An eczema patient in a Mount Sinai clinical trial and a Mount Sinai physician-scientist who led the trial discuss Dupixent® (dupilumab), the first biologic medicine approved by the U.S. Food and Drug Administration for the treatment of adults with moderate to severe atopic dermatitis.
Austin Jacobson, Eczema Patient, Mount Sinai Clinical Trial:
“Living with eczema is hell. It’s like having poison ivy from head to toe. It doesn’t ever go away. You can’t sleep because you’re itching so badly. You can’t concentrate because all you think about is itch. Wearing clothes is painful, the showers were terrible. It affects every single aspect of your life.”
“Dupilumab works. The other remedies that I tried worked for a short term, and then they stopped working, and then they were useless. The drug gives you your life back. You do all the things that you used to do before you had this condition. It’s like you never had it.”
“Dupilumab really is a game changer.”
Emma Guttman-Yassky, MD, PhD, Vice Chair of the Department of Dermatology at the Icahn School of Medicine at Mount Sinai in New York, a principal investigator in a clinical trial of the new drug:
“In the United States we have 30 million with eczema. These patients usually will have multiple treatments and, despite the treatment, still have horrible disease. Some of the treatments, some of the immunosuppressants, are effective. But these drugs have terrible side effects. We hope that for these patients we can put them on a safe drug that basically will provide them clear skin. Patients are following this because for so long they didn’t have anything.”
“The bottom line is that dupilumab really is a game changer. It not only provides the efficacy similar to the immunosuppressants, but also it is safe to be given long term, and that’s why it’s a game changer in the world of eczema.”
A new tool is giving orthopedic surgeons an innovative view inside the body. “It’s an instrument that has a digital camera at the tip of it so that once you put it in the joint you can look around,” says James N. Gladstone, MD, Co-Chief, Sports Medicine Services, Orthopedics at The Mount Sinai Hospital. “It’s giving you a review that’s more or less equivalent to what you have in the operating room. If you think you have a meniscus tear, you go in, you look, and either there is a meniscus tear there or not, and all within the same visit you have an answer. The patient leaves with the treatment plan in place. You can obviate the need for the MRI altogether.”
Peter Palese, PhD, chair of the department of microbiology at the Icahn School of Medicine at Mount Sinai, discusses the microbiology of flu vaccination and his work on a universal flu vaccine.
“In the U.S. alone every year, estimates are that between 30,000 and 50,000 people die of influenza despite the availability of the vaccine. The ideal vaccine would be one which is given once in a lifetime, and it would provide protection against all influenza strains. We hope that we will achieve the same with our universal influenza vaccine, which we are developing at Mount Sinai.”
Jeffrey Glassberg, MD, MA, Associate Director, Mount Sinai Comprehensive Sickle Cell Program at the Icahn School of Medicine at Mount Sinai, talks about a specialized clinic for treating sickle cell disease.

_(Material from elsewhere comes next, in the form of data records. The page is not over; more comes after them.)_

Issue #1582, opened 2023-05-09
wish: single-file version of makeMarshal


dckc:
I have re-implemented makeMarshal badly several times now due to friction around npm packages and modules and stuff vs just copy-and-paste of functions.

as long as using makeMarshal is harder than copy-and-paste-from-stack-overflow, we should expect folks to reimplement it. badly

could be as simple as running a bundler that supports tree shaking on an entrypoint consisting of  `makeMarshal()` .
A UMD file would probably suffice.

dckc:
I tried the bundler approach and ran into lack of support for `0n` literals and such.

In discussion with @erights , I'm learning that perhaps what I want is a specification of marshal consisting of something other than the existing code... something that facilitates high quality re-implementation.

I might expand the scope of this to "marshal specification for interop" or the like. A new issue might be better, but as long as I'm the only one using this issue, I might economize.

kriskowal:
> I tried the bundler approach and ran into lack of support for `0n` literals and such.

Which bundler? If it’s one of ours, that’s a bug.

dckc:
[inter-protocol/test/liq-bid-sheet](https://github.com/Agoric/agoric-sdk/tree/8c53193/packages/inter-protocol/test/liq-bid-sheet) is some code I kludged together to read the state of Inter Protocol contracts in a Google sheet.

[boardSlottingMarshaller](https://github.com/Agoric/agoric-sdk/blob/8c53193/packages/inter-protocol/test/liq-bid-sheet/board-utils.js#L21) is the 3rd or 4th "poor man's marshal" I have written because of friction around `import '@endo/marshal'` vs. copy-and-paste-from-stack-overflow.

This issue was originally a wish for a single script to avoid module issues (Apps Script is not along in having friction, if not complete lack of support, for modules). But after experimenting with `esbuild` to bundle `makeMarshal` I discovered that the 
[V8 Runtime in  Apps Script](https://developers.google.com/apps-script/guides/v8-runtime) doesn't support bigint literals... among the [esbuild JS targets](https://esbuild.github.io/content-types/#javascript) it seems to correspond to something around `es2017`.

I'm narrowing this issue to be about that specific use case and making a new issue for marshal specification for interop.

I think it's likely that this one will get closed as "out of scope" / "wontfix".

dckc:
## webpack and google-apps-script-starter: no joy

I tried using

[...]

PR #1589, opened 2023-05-20
fix(marshal): Avoid bigint literals for Google Apps Script compatibility

gibson042:
Ref #1582

This doesn't fix the redefined issue, but hopefully does remove the incompatibility that originally prompted it.

### DIFF
--- a/packages/marshal/src/encodeToSmallcaps.js
+++ b/packages/marshal/src/encodeToSmallcaps.js
@@ -208,7 +208,7 @@ export const makeEncodeToSmallcaps = (encodeOptions = {}) => {
       }
       case 'bigint': {
         const str = String(passable);
-        return /** @type {bigint} */ (passable) < 0n ? str : `+${str}`;
+        return str.startsWith('-') ? str : `+${str}`;
       }
       case 'symbol': {
         assertPassableSymbol(passable);


dckc (commented):
Would this change be visible in XS heap snapshots? I hesitate to approve until we're quite clear on how we're dealing with endo/agoric-sdk compatibility going forward.

mhofman:
> Would this change be visible in XS heap snapshots? I hesitate to approve until we're quite clear on how we're dealing with endo/agoric-sdk compatibility going forward.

“Very often people with sickle cell disease, especially if they don’t have good access to a sickle cell clinic, will wind up in the emergency department because they’re in excruciating pain. Now that we have this comprehensive program, we’re trying to do things to make sure that patients have what they need so that maybe they don’t come to the emergency department,” he says. “We do infusions in an outpatient setting where people can come in, get some pain medicine….Preventive care costs less, but the patient is still getting better care, living healthier. In New York City, we have the largest sickle cell population of any city in the United States. But in terms of really comprehensive clinics, there aren’t many.”
Terri Wilder, MSW, director, HIV/AIDS Education and Training, and Antonio Urbina, MD, associate professor of infectious disease at the Icahn School of Medicine at Mount Sinai, discuss recent advances in HIV/AIDS treatment and the importance of national HIV in Women and Girls Awareness Day. “One in every four person who’s living with HIV in the United States is female. The good news is that we are seeing a decrease in the number of women who are diagnosed with HIV each year. But if doctors can identify HIV early, then we can prevent many of these complications that occur with HIV.”
Hyunsuk Suh, MD, an endocrine surgeon at Mount Sinai Beth Israel, explains how doctors at Mount Sinai are removing the thyroid gland without making an incision using robotic surgery. “The biggest advantage at this time is the fact that patients will not have a visible or conspicuous neck scars,” he says. “During my fellowship, I went to Korea, where this robotic therapy was developed, and I brought that same approach to the U.S. and performed the first robotic procedure.”